Allebach was the first woman ever chosen from Kings County, New York, to be a delegate to a national political convention. She was chosen for the 1912 Republican National Convention held in Chicago but was not allowed to attend. She was a delegate from the Eighteenth Assembly District of the State Convention of the Progressive Party at Syracuse.

== Early life and education ==
Ann Jemima Allebach was born on May 8, 1874 in Montgomery County, Pennsylvania, and grew up near Schwenksville. Her parents were Sarah Markley Allebach and Jacob R. Allebach, who was a banker and postmaster. As a child, she founded a chapter of Young People's Society of Christian Endeavour in her hometown. In 1893, she became a principal of a school in East Orange, New Jersey, and began her college studies. She studied at Ursinus College, New York University, Columbia University, and Union Theological Seminary.

==Career==
Following her studies, she taught at Perkiomen Seminary in Pennsburg, Pennsylvania.

===Ordination===
She requested ordination from the minister of her home church and a minister in Philadelphia. They agreed to her request, though the culture in that part of Pennsylvania would remain generally opposed to women ministers for several decades. She was ordained on 15 January 1911 at the First Mennonite Church in Philadelphia. Following her ordination, she returned to New York City, living in Brooklyn.

In June 1913 she said:—

I foresee and foretell the time when, under good citizenship in the right sense and equality, an Americanized continent shall contemplate and inspire an Americanized world. Not a world or continents under single or similar control, but with governments moralized and spiritualized with the principles of liberty, equality, justice and opportunity regulated by righteous law, inspired by a righteous people, loving right, hating evil, helping the weak and restoring humanity to the plane of human brotherhood and sisterhood whereon it shall walk hand in hand with the Divine Fatherhood.
— Rev.
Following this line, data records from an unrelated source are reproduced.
PR #605, opened 2026-07-20
Scalable Topics: `pulsar::st` queue consumer — per-segment fan-in over a mux receive queue

merlimat:
### Motivation

Next step in the `pulsar::st` (scalable-topics) SDK after the producer (#601) and its e2e tests (#603): the **queue consumer** for a single scalable topic.

A scalable topic is a DAG of per-segment backing topics. A queue consumer runs one `DagWatchSession` and a Shared-subscription classic `pulsar::Consumer` per segment — **active *and* sealed** (a split seals the parent without migrating its backlog, so its messages are only drainable through the sealed segment). Each segment's receive loop stamps the segment id onto every message and fans it into a shared, bounded **mux receive queue**; the user receives from that queue. Acks route back to the owning segment by the message id's segment id. Layout changes add consumers for new segments and close ones that leave the DAG.

Scope here is the **single-topic core** (mirrors the Java v5 `ScalableQueueConsumer`). Dead-letter and namespace-subscription modes are deferred to follow-ups.

### What's in this PR

- **Received-message plumbing** — `lib/st/MessageImpl` + `MessageCore` accessors (wrap a classic `Message` + the segment-qualified `MessageId`).
- **Classic consumer segment seam** — `ClientImpl::subscribeSegmentAsync` (a single-topic subscribe that accepts a `segment://` topic), guarded so the public path is unchanged.
- **Queue consumer core** — `lib/st/ReceiveQueue` (bounded fan-in mux with back-pressure) and `lib/st/QueueConsumerImpl` (per-segment consumers, ack/nack routing by segment id, layout reconcile, sealed-segment drain-and-close), wired through `QueueConsumerCore` and `StClientImpl::subscribeQueueAsync`.
- **Classic terminated-topic handling** (see below) — `ClientConnection` + `ConsumerImpl`.
- **End-to-end tests** — `tests/st/StQueueConsumerE2ETest.cc`: a produce→consume round-trip and a cross-segment fan-in test over a split topic, each self-contained (creates and splits its own topic via the admin REST API, same as the producer e2e).

### Note: a necessary classic-client change

The classic C++ client never handled `CommandReachedEndOfTopic` (`BaseCommand` type 27) — it fell through to `default:` and closed the connection as an "invalid message from server". A queue consumer that subscribes to sealed segments would therefore churn its connection (close → reconnect → re-subscribe → end-of-topic again) instead of learning the segment drained.

This PR handles it: dispatch the command to the target consumer (mirroring `handleActiveConsumerChange`), and have `ConsumerImpl` surface `ResultTopicTerminated` on the **async receive** path once the prefetch queue drains — matching the Java client, whose consumers close a drained sealed segment on `TopicTerminated`. The broker only sends the command once the consumer's read position reaches the terminate marker, so buffered messages always drain first. The change is additive (a flag that is only ever set on a terminated topic), and it's covered by a new `ConsumerTest.testReceiveAsyncAfterTopicTerminated`.

### Testing

- `pulsar-st-tests`: **95/95** green (88 broker-free unit + 5 producer e2e + 2 consumer e2e) against a `5.0.0-M1` standalone.
- Classic `ConsumerTest` **34/34** and `ProducerTest` terminated tests **2/2** green (no regression from the terminated-topic change).
- clang-format-11 and clang-tidy (analyzer + performance) clean on all changed files.

### Follow-ups

- The e2e admin-REST helpers are currently duplicated between `StProducerE2ETest.cc` (landed in #603) and `StQueueConsumerE2ETest.cc`; a small follow-up can extract a shared `tests/st/StE2EAdmin.h`.
- Stream and checkpoint consumers, the C API, and transactions.

### DIFF
--- a/lib/ConsumerImpl.cc
+++ b/lib/ConsumerImpl.cc
@@ -823,6 +823,24 @@ void ConsumerImpl::activeConsumerChanged(bool isActive) {
     }
 }
 
+void ConsumerImpl::reachedEndOfTopic() {
+    hasReachedEndOfTopic_ = true;
+    // If nothing is buffered there is nothing left to deliver, so complete any waiting async
+    // receives with ResultTopicTerminated now. When messages are still buffered they drain through
+    // the normal path first, and the next receive observes the flag (see receiveAsync).
+    Lock lock(pendingReceiveMutex_);
+    if (incomingMessages_.empty()) {
+        Message msg;
+        while (!pendingReceives_.empty()) {
+            ReceiveCallback callback = pendingReceives_.front();
+            pendingReceives_.pop();
+            listenerExecutor_->postWork(std::bind(&ConsumerImpl::notifyPendingReceivedCallback,
+                                                  get_shared_this_ptr(), ResultTopicTerminated, msg,
+                                                  callback));
+        }
+    }
+}
+
 void ConsumerImpl::internalConsumerChangeListener(bool isActive) {
     try {
         if (isActive) {
@@ -1189,6 +1207,14 @@ void ConsumerImpl::receiveAsync(const ReceiveCallback& callback) {
         messageProcessed(msg);
         msg = interceptors_->beforeConsume(Consumer(shared_from_this()), msg);
         callback(ResultOk, msg);
+    } else if (hasReachedEndOfTopic_) {
+        // Terminated topic with nothing left buffered: fail the receive rather than parking it
+        // forever waiting for a message that will never arrive.
+        pendingReceiveMutexLock.unlock();
+        if (config_.getReceiverQueueSize() == 0) {
+            mutexlock.unlock();
+        }
+        callback(ResultTopicTerminated, msg);
     } else if (config_.getReceiverQueueSize() == 0) {
         pendingReceives_.push(callback);
         // If connection_ is nullptr, sendFlowPermitsToBroker does nothing.
--- a/lib/ConsumerImpl.cc
+++ b/lib/ConsumerImpl.cc
@@ -1536,7 +1536,16 @@ std::pair<MessageId, bool> ConsumerImpl::prepareCumulativeAck(const MessageId& m
 
 void ConsumerImpl::negativeAcknowledge(const MessageId& messageId) {
     unAckedMessageTrackerPtr_->remove(messageId);
-    negativeAcksTracker_->add(messageId);
+    // If it's a ChunkMessageId, expand all chunk entries and nack them individually,
+    // so that the broker can redeliver all chunks
+    if (auto chunkMessageId =
+            std::dynamic_pointer_cast<ChunkMessageIdImpl>(Commands::getMessageIdImpl(messageId))) {
+        for (const auto& chunkId : chunkMessageId->getChunkedMessageIds()) {
+            negativeAcksTracker_->add(chunkId);
+        }
+    } else {
+        negativeAcksTracker_->add(messageId);
+    }
 }
 
 void ConsumerImpl::disconnectConsumer() { disconnectConsumer(std::nullopt); }
@@ -1697,7 +1706,19 @@ void ConsumerImpl::redeliverMessages(const std::set<MessageId>& messageIds) {
     ClientConnectionPtr cnx = getCnx().lock();
     if (cnx) {
         if (cnx->getServerProtocolVersion() >= proto::v2) {
-            cnx->sendCommand(Commands::newRedeliverUnacknowledgedMessages(consumerId_, messageIds));
+            // Expand ChunkMessageIds into all chunk entries to ensure the broker
+            // can redeliver all chunks
+            std::set<MessageId> expandedMsgIds;
+            for (const auto& msgId : messageIds) {
+                if (auto chunkMsgId =
+                        std::dynamic_pointer_cast<ChunkMessageIdImpl>(Commands::getMessageIdImpl(msgId))) {
+                    const auto& chunkIds = chunkMsgId->getChunkedMessageIds();
+                    expandedMsgIds.insert(chunkIds.begin(), chunkIds.end());
+                } else {
+                    expandedMsgIds.insert(msgId);
+                }
+            }
+            cnx->sendCommand(Commands::newRedeliverUnacknowledgedMessages(consumerId_, expandedMsgIds));
             LOG_DEBUG("Sending RedeliverUnacknowledgedMessages command for Consumer - " << getConsumerId());
         }
     } else {
@@ -2083,6 +2104,7 @@ void ConsumerImpl::processPossibleToDLQ(const MessageId& messageId, const Proces
             producerConfiguration.setSchema(config_.getSchema());
             producerConfiguration.setBlockIfQueueFull(false);
             producerConfiguration.setBatchingEnabled(false);
+            producerConfiguration.setChunkingEnabled(true);
             producerConfiguration.impl_->initialSubscriptionName =
                 deadLetterPolicy_.getInitialSubscriptionName();
             ClientImplPtr client = client_.lock();
--- a/lib/ConsumerImpl.cc
+++ b/lib/ConsumerImpl.cc
@@ -337,6 +337,11 @@ Result ConsumerImpl::handleCreateConsumer(const ClientConnectionPtr& cnx, Result
             incomingMessages_.clear();
             possibleSendToDeadLetterTopicMessages_.clear();
             backoff_.reset();
+            // Re-derive end-of-topic from the new session: termination stops new publications, not
+            // redelivery of unacked messages, so a stale flag would report ResultTopicTerminated in
+            // the window before redeliveries arrive. The broker re-sends CommandReachedEndOfTopic
+            // once this consumer's read position reaches the terminate marker again.
+            hasReachedEndOfTopic_ = false;
             if (!messageListener_ && config_.getReceiverQueueSize() == 0) {
                 // Complicated logic since we don't have a isLocked() function for mutex
                 if (waitingForZeroQueueSizeMessage) {
@@ -1243,6 +1248,13 @@ Result ConsumerImpl::receiveHelper(Message& msg) {
         return fetchSingleMessageFromBroker(msg);
     }
 
+    // A drained terminated topic has nothing left to deliver: fail fast instead of blocking
+    // forever, matching the async path. (A receive already parked in pop() when end-of-topic
+    // arrives still waits — the queue only wakes on a message or on close.)
+    if (hasReachedEndOfTopic_ && incomingMessages_.empty()) {
+        return ResultTopicTerminated;
+    }
+
     if (!incomingMessages_.pop(msg)) {
         return ResultInterrupted;
     }
@@ -1273,6 +1285,10 @@ Result ConsumerImpl::receiveHelper(Message& msg, int timeout) {
         return ResultInvalidConfiguration;
     }
 
+    if (hasReachedEndOfTopic_ && incomingMessages_.empty()) {
+        return ResultTopicTerminated;
+    }
+
     if (incomingMessages_.pop(msg, std::chrono::milliseconds(timeout))) {
         messageProcessed(msg);
         msg = interceptors_->beforeConsume(Consumer(shared_from_this()), msg);
@@ -1280,6 +1296,10 @@ Result ConsumerImpl::receiveHelper(Message& msg, int timeout) {
     } else {
         if (state_ != Ready) {
             return ResultAlreadyClosed;
+        }
+        // Waking up empty on a terminated topic means drained, not merely idle.
+        if (hasReachedEndOfTopic_ && incomingMessages_.empty()) {
+            return ResultTopicTerminated;
         }
         return ResultTimeout;
     }
--- a/lib/st/QueueConsumerImpl.cc
+++ b/lib/st/QueueConsumerImpl.cc
@@ -1,0 +1,303 @@
+/**
+ * Licensed to the Apache Software Foundation (ASF) under one
+ * or more contributor license agreements.  See the NOTICE file
+ * distributed with this work for additional information
+ * regarding copyright ownership.  The ASF licenses this file
+ * to you under the Apache License, Version 2.0 (the
+ * "License"); you may not use this file except in compliance
+ * with the License.  You may obtain a copy of the License at
+ *
+ *   http://www.apache.org/licenses/LICENSE-2.0
+ *
+ * Unless required by applicable law or agreed to in writing,
+ * software distributed under the License is distributed on an
+ * "AS IS" BASIS, WITHOUT WARRANTIES OR CONDITIONS OF ANY
+ * KIND, either express or implied.  See the License for the
+ * specific language governing permissions and limitations
+ * under the License.
+ */
+#include "QueueConsumerImpl.h"
+
+#include <cstdint>
+#include <string>
+#include <unordered_set>
+#include <utility>
+#include <variant>
+#include <vector>
+
+#include "MessageIdImpl.h"
+#include "MessageImpl.h"
+#include "lib/LogUtils.h"
+
+DECLARE_LOG_OBJECT()
+
+namespace pulsar::st {
+
+namespace {
+
+pulsar::InitialPosition toClassicInitialPosition(SubscriptionInitialPosition position) {
+    return position == SubscriptionInitialPosition::Earliest ? pulsar::InitialPositionEarliest
+                                                             : pulsar::InitialPositionLatest;
+}
+
+}  // namespace
+
+QueueConsumerImpl::QueueConsumerImpl(pulsar::ClientImplPtr classic, QueueConsumerConfig config)
+    : classic_(std::move(classic)),
+      config_(std::move(config)),
+      topic_(config_.topic),
+      subscription_(config_.subscriptionName),
+      consumerName_(config_.consumerName.value_or(std::string{})),
+      receiveQueue_(
+          std::make_shared<ReceiveQueue>(classic_->getIOExecutorProvider()->get(), kReceiveQueueCapacity)),
+      currentLayout_(std::make_shared<SegmentLayout>()) {}
+
+Future<void> QueueConsumerImpl::start() {
+    dagWatch_ = std::make_shared<DagWatchSession>(classic_, config_.topic, /*createIfMissing*/ true);
+    std::weak_ptr<QueueConsumerImpl> weak = weak_from_this();
+    dagWatch_->setLayoutChangeListener(
+        [weak](const SegmentLayout& newLayout, const SegmentLayout& oldLayout) {
+            if (auto self = weak.lock()) self->onLayoutChange(newLayout, oldLayout);
+        });
+    dagWatch_->start().addListener([weak](const Expected<SegmentLayout>& result) {
+        if (auto self = weak.lock()) self->onStartResult(result);
+    });
+    return startPromise_.getFuture();
+}
+
+void QueueConsumerImpl::onStartResult(const Expected<SegmentLayout>& result) {
+    // Only the failure path (see StProducerImpl::onStartResult): the layout listener drives the
+    // success path — subscribe the initial segments and complete startPromise_.
+    if (!result) startPromise_.setError(result.error());
+}
+
+void QueueConsumerImpl::onLayoutChange(const SegmentLayout& newLayout, const SegmentLayout& /*oldLayout*/) {
+    // Subscribe active AND sealed segments: a sealed segment may still hold undrained messages.
+    std::vector<Segment> target;
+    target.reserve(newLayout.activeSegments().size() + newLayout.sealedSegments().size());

Ann Allebach

===Right to preach and suffrage===
After returning to New York City, she spoke out about women's right to preach, and was also outspoken in supporting women's right to vote. In Brooklyn, she preached at the Marcy Avenue Baptist Church from 1913–1915. She also ministered to the poor, and was asked by the Mayor of New York to organize a conference on home religion and social services. She was frequently invited back to Pennsylvania to preach. In 1916, she was called to be the minister for the Sunnyside Reformed Church on Long Island.

==Death and legacy==
On April 27, 1918, she died of a heart attack. She was the first ordained female Mennonite minister in North America.